Нет оснований подозревать Буслаева в приверженности к старым суевериям; всякого рода мистицизм был глубоко чужд его ясному уму. Имея дело преимущественно со средневековым искусством, Буслаев никогда не превращал истолкования этого искусства в проповедь религиозного благочестия, чем нередко грешили романтики Запада. Вместе с тем Буслаев не отвлекался от религиозного содержания средневекового искусства, не ограничивался лишь признанием его средств художественного выражения, к чему склонны были английские прерафаэлиты. В истолковании древнерусского искусства Буслаев исходил из стремления раскрыть в церковной иконографии, в старых легендах и поверьях, в преданиях и обрядах народные воззрения, не потерявшие смысла и по сей день. Это не значит, что Буслаев „осовременивал" старину и вкладывал в создания далекого прошлого собственные представления. Он не забывал расстояния между воззрениями современного человека и наивно-благочестивым и суеверным сознанием древнерусского человека. Но все же он умел найти ту грань, которой современный человек соприкасается с человеком средневековым и, основываясь на ней, стремился истолковать весь сложный, порой запутанный строй средневековой иконографии.
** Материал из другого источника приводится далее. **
PR #18, opened 2020-07-07
Converting internal API to use Gmail instead of Twillio	

TcgVanguardTroll:
This PR will introduce the implementation of an internal Gmail Mailing system instead of Twilio. Due to the notification that third parties API's should be leaned away from as well as the ramifications of long term usage of the Twilio API given its constraints for a not for profit project we have decided to use the Gmail API.

The main changes in this PR include:

- The Main EmailNotifier class and its API which implements the `notifyuser` inner functionality in order to email the user inputted from within its Parameter 

The Files Impacted by this PR : 

- `.gitignore` : Adding various files to be ignored / don't need to be known on a public repo.

- `pom.xml`:  Adding more dependencies that  this project requires .

- `EmailNotifier.java`: Main file that this PR impacts, this file will include the majority of the Gmail API implementation.

- `TestEmailNotifier.java`: Test for Email Notifier, tests currently ensure that the emails and messages have the correct information as well as internal method calls have the correct behavior


backend/pom.xml
```diff
@@ -1,97 +0,0 @@
-<project xmlns="http://maven.apache.org/POM/4.0.0"
```
kmh287, line 1: Accidental deletion?

backend/src/main/java/com/google/sps/notifs/EmailNotifier.java
```diff
@@ -0,0 +1,178 @@
...
+        Message message = new Message();
+        message.setRaw(encodedEmail);
+        return message;
+    }
+
+    public static void main(String[] args)
+            throws GeneralSecurityException, MessagingException, IOException {
+        EmailNotifier emailNotifier = new EmailNotifier("jordan", "grantjustice@google.com");
+        emailNotifier.notifyUser();
+    }
```
kmh287, line 142: delete?

backend/src/main/java/com/google/sps/notifs/EmailNotifier.java
```diff
@@ -0,0 +1,178 @@
...
+
+    /**
+     * Getter function that returns the string representing the email recipients name .
+     *
+     * @return String representing the name of the email recipient.
+     */
+    @Override
+    public String getName() {
+        return super.getName();
+    }
```
kmh287, line 152: no need to override if the implementation only defers to super

backend/src/main/java/com/google/sps/notifs/EmailNotifier.java
```diff
@@ -0,0 +1,178 @@
...
+    public void notifyUser() throws MessagingException, IOException, GeneralSecurityException {
+
+        MimeMessage email =
+                createEmail(
+                        getToEmail(),
+                        "Ad-Lib Meeting Found",
+                        " Hey "
+                                + this.getName()
+                                + " Please Join your Ad-Lib meeting via the link below : \n"
+                                + " http://meet.google.com/new");
```
kmh287, line 165: TODO to include the real link?

backend/src/main/java/com/google/sps/notifs/EmailNotifier.java
```diff
@@ -0,0 +1,178 @@
...
+        final NetHttpTransport HTTP_TRANSPORT = GoogleNetHttpTransport.newTrustedTransport();
```
kmh287, line 166: tiny tiny nit: There's no need to mark this as final. The compiler can tell which variables are "effectively final"

backend/src/main/java/com/google/sps/notifs/Notifier.java
```diff
@@ -0,0 +1,45 @@
...
+package main.java.com.google.sps.notifs;
+
+import com.google.api.services.gmail.Gmail;
+
+import javax.mail.MessagingException;
+import javax.mail.internet.MimeMessage;
+import java.io.IOException;
+import java.security.GeneralSecurityException;
+
+public abstract class Notifier {
```
kmh287, line 24: What other implementations did you have in mind for Notifier besides the gmail notifier? I'm still unsure if this should be an abstract class or if all the functionality should be merged into the gmail notifier.

backend/src/main/java/com/google/sps/notifs/EmailNotifier.java
```diff
@@ -0,0 +1,178 @@
...
+     * Global instance of the scopes required by this quickstart. If modifying these scopes, delete
+     * your previously saved tokens/ folder.
+     */
+    private static final List<String> SCOPES =
+            Collections.singletonList(GmailScopes.MAIL_GOOGLE_COM);
+
+    private static final String CREDENTIALS_FILE_PATH = "credentials.json";
+
+    /** Variable representing the email to be notified */
+    protected String toEmail;
```
kmh287, line 58: private final?

backend/src/main/java/com/google/sps/notifs/EmailNotifier.java
```diff
@@ -0,0 +1,178 @@
...
+        return email;
+    }
+
+    /**
+     * Create a message from an email.
+     *
+     * @param emailContent Email to be set to raw of message
+     * @return a message containing a base64url encoded email
+     * @throws IOException
+     * @throws MessagingException
```
kmh287, line 125: when are these exceptions thrown?

backend/src/main/java/com/google/sps/notifs/EmailNotifier.java
```diff
@@ -0,0 +1,178 @@
...
+import java.io.*;
+import java.security.GeneralSecurityException;
+import java.util.Collections;
+import java.util.List;
+import java.util.Properties;
+
+/** Class representing the notification system capable of sending mails to the user. */
+public class EmailNotifier extends Notifier {
+
+    private static final String APPLICATION_NAME = "Ad-libs";
```
jzwang8, line 45: *Ad-lib

backend/src/main/java/com/google/sps/notifs/EmailNotifier.java
```diff
@@ -0,0 +1,178 @@
...
+    private static final String CREDENTIALS_FILE_PATH = "credentials.json";
+
+    /** Variable representing the email to be notified */
+    protected String toEmail;
+
+    /**
+     * @param name Name of the recipient of the user
+     * @param to Email that this email is going to sent to.
+     */
+    public EmailNotifier(String name, String to) {
```
jzwang8, line 64: Change "to" to "toEmail" and "name" to "recipientName"?

backend/src/main/java/com/google/sps/notifs/EmailNotifier.java
```diff
@@ -0,0 +1,178 @@
...
+    /**
+     * Create a MimeMessage using the parameters provided.
+     *
+     * @param to email address of the receiver
+     * @param subject subject of the email
+     * @param bodyText body text of the email
+     * @return the MimeMessage to be used to send email
+     * @throws MessagingException
+     */
+    public static MimeMessage createEmail(String to, String subject, String bodyText)
```
jzwang8, line 104: "toEmail"?

backend/src/main/java/com/google/sps/notifs/EmailNotifier.java
```diff
@@ -0,0 +1,178 @@
...
+            throws MessagingException {
+
+        Properties props = new Properties();
+        Session session = Session.getDefaultInstance(props, null);
+
+        MimeMessage email = new MimeMessage(session);
+
+        email.setFrom(new InternetAddress(to));
```
jzwang8, line 112: Hmm should setFrom() have the "to" email as an argument?

backend/src/main/java/com/google/sps/notifs/EmailNotifier.java
jzwang8, line 104: Do you need a "fromEmail"?

backend/src/main/java/com/google/sps/notifs/EmailNotifier.java
jzwang8: Oh I see, for testing, you set the from and to emails to your email. Maybe make sure to keep "to" and "from" separate and just set each as your email to test.

backend/src/main/java/com/google/sps/notifs/EmailNotifier.java
jzwang8: +1 maybe add a Test class

backend/src/main/java/com/google/sps/notifs/Notifier.java
jzwang8: +1 I think we can just use the Gmail API for emails (no texts, etc.)

pom.xml
```diff
@@ -0,0 +1,118 @@
+<project xmlns:xsi="http://www.w3.org/2001/XMLSchema-instance"
```
jzwang8, line 1: Should this pom.xml file be the same as the one I'm working with in backend/ ?

backend/src/main/java/com/google/sps/notifs/EmailNotifier.java
```diff
@@ -0,0 +1,178 @@
...
+// See the License for the specific language governing permissions and
+// limitations under the License.
+
+package main.java.com.google.sps.notifs;
+
+import com.google.api.client.auth.oauth2.Credential;
+import com.google.api.client.extensions.jetty.auth.oauth2.LocalServerReceiver;
+import com.google.api.client.googleapis.auth.oauth2.GoogleAuthorizationCodeFlow;
+import com.google.api.client.extensions.java6.auth.oauth2.AuthorizationCodeInstalledApp;
+import com.google.api.client.googleapis.auth.oauth2.GoogleClientSecrets;
```
dhruvi618, line 21: tiny nit: alphabetize import statements

backend/src/main/java/com/google/sps/notifs/EmailNotifier.java
```diff
@@ -0,0 +1,178 @@
...
+        this.toEmail = to;
+    }
+
+    /**
+     * Creates an authorized Credential object.
+     *
+     * @param HTTP_TRANSPORT The network HTTP Transport.
+     * @return An authorized Credential object.
+     * @throws IOException If the credentials.json file cannot be found.
+     */
```
dhruvi618, line 75: I really like these comments!

pom.xml
dhruvi618: +1

dhruvi618:
Quick overall comment about indentation: It seems like the indentation size your editor is defaulting to is 4 spaces rather than 2 spaces. To be consistent with indentation in the entire repo, I think we should all use 2 spaces for indentation. 

I found this on one of the style guides: https://google.github.io/styleguide/javaguide.html#s4.2-block-indentation

backend/src/main/java/com/google/sps/notifs/EmailNotifier.java
TcgVanguardTroll: Alphabetized

pom.xml
TcgVanguardTroll: I think we're all going to be using the same pom.xml, I had moved it previously just to test my maven. If the files are override and some dependencies go missing i think we can ultimately resolve them

backend/src/main/java/com/google/sps/notifs/EmailNotifier.java
TcgVanguardTroll: Because we are going to be sending from the same dummy account int he final version I was thinking of just passing in the value directly rather than using it as a parameter

backend/src/main/java/com/google/sps/notifs/EmailNotifier.java
TcgVanguardTroll: Currently, only authenticated accounts can send emails and currently I'm the only authenticated sender so whichever parameter that is passed will result in me sending the email but ideally I want to use this parameter to send a dummy email

backend/src/main/java/com/google/sps/notifs/EmailNotifier.java
TcgVanguardTroll: Renamed

backend/src/main/java/com/google/sps/notifs/EmailNotifier.java
TcgVanguardTroll: Renamed

backend/src/main/java/com/google/sps/notifs/EmailNotifier.java
TcgVanguardTroll: Fixed

backend/src/main/java/com/google/sps/notifs/EmailNotifier.java
TcgVanguardTroll: Updated comment

backend/src/main/java/com/google/sps/notifs/EmailNotifier.java
TcgVanguardTroll: Done

backend/src/main/java/com/google/sps/notifs/Notifier.java
TcgVanguardTroll: I was thinking of adding text messages and potentially more but given the scope of the api's that we are limited to I think this is a good suggestion

backend/src/main/java/com/google/sps/notifs/EmailNotifier.java
TcgVanguardTroll: Ack

backend/src/main/java/com/google/sps/notifs/EmailNotifier.java
TcgVanguardTroll: Ack

backend/src/main/java/com/google/sps/notifs/EmailNotifier.java
TcgVanguardTroll: Ack

backend/src/main/java/com/google/sps/notifs/EmailNotifier.java
TcgVanguardTroll: Deleted, and I'm currently looking for ways to automatically test this API functionality

backend/pom.xml
TcgVanguardTroll: Had moved it so that I could call maven in IntelliJ without reconfiguring due to me not knowing how

backend/src/main/java/com/google/sps/notifs/EmailNotifier.java
TcgVanguardTroll: Most of them come from the documentation, but they have been really insightful for moving forward in documenting code

backend/pom.xml
kmh287: But your teammates are using this file in its current location. It can move if doing so is required technically or is better organizationally but I wouldn't move it just to make intelliJ happy. If there's no way to configure intelliJ to use the file in its current location then there's always the `mvn` command line interface. WDYT?

FYI @jzwang8

backend/src/main/java/com/google/sps/notifs/EmailNotifier.java
```diff
@@ -0,0 +1,174 @@
...
+    String encodedEmail = Base64.encodeBase64URLSafeString(bytes);
+    Message message = new Message();
+    message.setRaw(encodedEmail);
+    return message;
+  }
+
+  /** Getter function that returns the string representing the email recipients name . */
+  public String getRecipientName() {
+    return recipientName;
+  }
```
kmh287, line 146: are the getters for recipient name and email ever used or do you foresee a future use case? If not we can remove them

backend/src/main/java/com/google/sps/notifs/EmailNotifier.java
```diff
@@ -0,0 +1,174 @@
...
+    InputStream in = new FileInputStream(CREDENTIALS_FILE_PATH);
+    GoogleClientSecrets clientSecrets =
+            GoogleClientSecrets.load(JSON_FACTORY, new InputStreamReader(in));
+
+    // Build flow and trigger user authorization request.
+    GoogleAuthorizationCodeFlow flow =
+            new GoogleAuthorizationCodeFlow.Builder(
+                    HTTP_TRANSPORT, JSON_FACTORY, clientSecrets, SCOPES)
+                    .setDataStoreFactory(
+                            new FileDataStoreFactory(new java.io.File(TOKENS_DIRECTORY_PATH)))
```
kmh287, line 93: nit: `File` instead of `java.io.File`

backend/src/main/java/com/google/sps/notifs/EmailNotifier.java
```diff
@@ -0,0 +1,174 @@
...
+   * @param subject subject of the email
+   * @param bodyText body text of the email
+   * @return the MimeMessage to be used to send email
+   * @throws MessagingException for other failures
+   */
+  public static MimeMessage createEmail(String toEmail, String subject, String bodyText)
+          throws MessagingException {
+
+    Properties props = new Properties();
+    Session session = Session.getDefaultInstance(props, null);
```
kmh287, line 113: /* param= */ for the null argument

backend/src/main/java/com/google/sps/notifs/EmailNotifier.java
```diff
@@ -0,0 +1,174 @@
...
+
+    MimeMessage email = new MimeMessage(session);
+
+    email.setFrom(new InternetAddress("Adlib-Step@gmail.com"));
+    email.addRecipient(javax.mail.Message.RecipientType.TO, new InternetAddress(toEmail));
```
kmh287, line 118: Can RecipientType be imported to avoid the fully-qualified name here?

backend/src/main/java/com/google/sps/notifs/EmailNotifier.java
jzwang8: I see. Still, I think it's important to distinguish between the from and to emails even if they are the same thing right now.

backend/src/main/java/com/google/sps/notifs/EmailNotifier.java
jzwang8: Sounds good. Should probably set that as private static final String constant above instead of hardcoding it into this method.

backend/pom.xml
jzwang8: Agreed, I'm using the backend/pom.xml file and will push changes to it once my PR gets approved, so I think it would be best to keep this file!

backend/src/main/java/com/google/sps/notifs/EmailNotifier.java
TcgVanguardTroll: Ack.

backend/src/main/java/com/google/sps/notifs/EmailNotifier.java
TcgVanguardTroll: I was mainly using them in the body text of the email as well as generally in using the create email function would you suggest directly accessing them the email and name or using getters ?

backend/src/main/java/com/google/sps/notifs/EmailNotifier.java
TcgVanguardTroll: Imported

backend/src/main/java/com/google/sps/notifs/EmailNotifier.java
TcgVanguardTroll: Added the parameter comment of authenticator just to be more precise .

backend/pom.xml
TcgVanguardTroll: Yes, that is why is reverted the deletion after

TcgVanguardTroll: The MVN command interface wouldn't work due to here not being a POM.xml in the directory in which my project is structured and I haven't fully configured intellij on my corporate laptop . The mvn cli is the first thing that i tried and whenever i would run it i would get `The goal you specified requires a project to execute but there is no POM in this directory (/home/grantjustice/IdeaProjects/Ad-lib). Please verify you invoked Maven from the correct directory`

kmh287: what if you cd into the backend directory and re-run the command?

backend/src/main/java/com/google/sps/notifs/EmailNotifier.java
```diff
@@ -0,0 +1,178 @@
...
+  private static final String APPLICATION_EMAIL = "Adlib-Step@gmail.com";
+
+  private static final JsonFactory JSON_FACTORY = JacksonFactory.getDefaultInstance();
+  private static final String TOKENS_DIRECTORY_PATH = "tokens";
+  /**
+   * Global instance of the scopes required by this quickstart. If modifying these scopes, delete
+   * your previously saved tokens/ folder.
+   */
+  private static final List<String> SCOPES =
+          Collections.singletonList(GmailScopes.MAIL_GOOGLE_COM);
```
kmh287, line 60: ImmutableList.of() is slightly shorter and is explicitly immutable

backend/src/main/java/com/google/sps/notifs/EmailNotifier.java
kmh287: It definitely makes sense to use the getters especially if you're concerned that they will be refactored to be "non-pure" i.e. to do more than just returning a field directly. I could go either way but if we keep the getters, they should be private until we have a use-case to access them from outside the class

backend/pom.xml
```diff
@@ -1,97 +1,118 @@
...
```
kmh287, line 1: Looks like the entire file was reformatted. Did that happen automatically with one of the auto-formaters? Were there any other changes to this file or just addition / removal of blank space?

backend/pom.xml
TcgVanguardTroll: I get the same error

backend/pom.xml
TcgVanguardTroll: I might've used intellij's auto-format when i had reverted the file which caused the spacing changes but in terms of additions i did add  additional dependencies which were just the dependencies needed for Gmail such as oath client etc.

backend/src/main/java/com/google/sps/notifs/EmailNotifier.java
TcgVanguardTroll: Ack

backend/pom.xml
kmh287: Can you share the error?

TcgVanguardTroll: [ERROR] The goal you specified requires a project to execute but there is no POM in this directory (/home/grantjustice/IdeaProjects/Ad-lib). Please verify you invoked Maven from the correct directory. -> [Help 1]
[ERROR] 
[ERROR] To see the full stack trace of the errors, re-run Maven with the -e switch.
[ERROR] Re-run Maven using the -X switch to enable full debug logging.
[ERROR] 
[ERROR] For more information about the errors and possible solutions, please read the following articles:
[ERROR] [Help 1] http://cwiki.apache.org/confluence/display/MAVEN/MissingProjectException

kmh287: That still looks like it's being run from the root instead of the backend directory. Can you try

```
cd /home/grantjustice/IdeaProjects/Ad-lib/backend
mvn compile
```

TcgVanguardTroll:
> It looks like there are still two conflicts. Make sure you rebase the changes on top of master again, otherwise the Java linter might not work in this PR.

I'm not sure if this is because I incorrectly re-based but my Java Format is failing

backend/src/main/java/com/google/sps/FindMatchQuery.java
```diff
@@ -14,8 +14,8 @@
 
 package com.google.sps;
 
-import com.google.sps.data.Match;
-import com.google.sps.data.Participant;
+import main.java.com.google.sps.data.Match;
+import main.java.com.google.sps.data.Participant;
```
kmh287, line 18: here and elsewhere: please make sure all the package names remain as com.google.sps....

TcgVanguardTroll: On IntelliJ  it states that package names should correspond to the file path, in that case should all work be in a com.google.sps. package ?

TcgVanguardTroll: Or is this only for Janet's Matching algorithm files ?

kmh287: yeah, since this file is in sps the package is com.google.sps

a file in java/com/google/sps/data would have package com.google.sps.data

TcgVanguardTroll: Okay just to clarify, Currently our backend files are in `src/main/java/com/google/sps/ `folder name``  . I believe the issue is storing the files in the main folder instead of directly in src so a file in src/main/java/com/google/sps/data should be moved from this directory into a `src/com/google/sps/data` ?

TcgVanguardTroll: Or should I be ignoring IntelliJ ?

kmh287: Ignore intelliJ.

TcgVanguardTroll: Ack

backend/src/main/java/com/google/sps/data/Match.java
```diff
@@ -11,9 +11,9 @@
   /** Datastore entity ID */
   private final long id;
   /** First participant */
-  private final Participant firstParticipant;
+  private final com.google.sps.data.Participant firstParticipant;
```
tcwanggoogle, line 14: `import com.google.sps.data.Participant` so we don't need the full name all the time?

backend/src/main/java/com/google/sps/servlets/SearchMatchServlet.java
```diff
@@ -12,7 +12,7 @@
 // See the License for the specific language governing permissions and
 // limitations under the License.
 
-package com.google.sps.servlets;
+package main.java.com.google.sps.servlets;
```
tcwanggoogle, line 15: More package path to fix?

backend/src/test/java/com/google/sps/FindMatchQueryTest.java
```diff
@@ -12,10 +12,11 @@
 // See the License for the specific language governing permissions and
 // limitations under the License.
 
-package com.google.sps;
+package test.java.com.google.sps;
```
tcwanggoogle, line 15: More package path to fix?

backend/src/test/java/com/google/sps/FindMatchQueryTest.java
```diff
@@ -12,10 +12,11 @@
...
 
 import static com.google.common.truth.Truth.assertThat;
 
+import com.google.sps.FindMatchQuery;
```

В отличие от эрудитов, которые придавали своим иконографическим исследованиям описательный характер и видели в классификации всех вариантов той или другой темы главную цель науки, Буслаева не покидало стремление осмыслить и понять образы древней иконографии. Он не удовлетворялся при этом объяснением иконографических образов богословскими текстами, в чем достигли успехов ученые иконографы Запада, вроде Э. Маля и Г. Милле. Буслаев стремился проникнуть в более глубокие слои художественного мировоззрения, раскрыть мифологическое ядро в оболочке средневековой иконографии. В своих исследованиях Буслаев опирался на так называемую мифологическую школу, многое в его выводах было позднее отвергнуто. Но его попытка уловить в фабульной канве русского эпоса пережитки древней религии природы была в то время плодотворной и раскрывала перед исследователем широкие горизонты. Ставя себе такие задачи, Буслаев протягивает нити от средневекового искусства к доисторическому мифологическому творчеству и вместе с тем не забывает его связей с сознанием человека нового времени. Так раздвигались рамки исследования и частные факты превращались из примеров человеческих заблуждений в звенья широко задуманной картины духовного роста человечества. Буслаев не тяготел к философским концепциям в духе гегельянского учения о символической, классической и романтической поэзии. Но закономерность в развитии человечества от мифа к сказке, от религиозного к эстетическому, от символического к реальному не ускользнула от его внимания, и размышления на эту тему проходят красной нитью через его труды.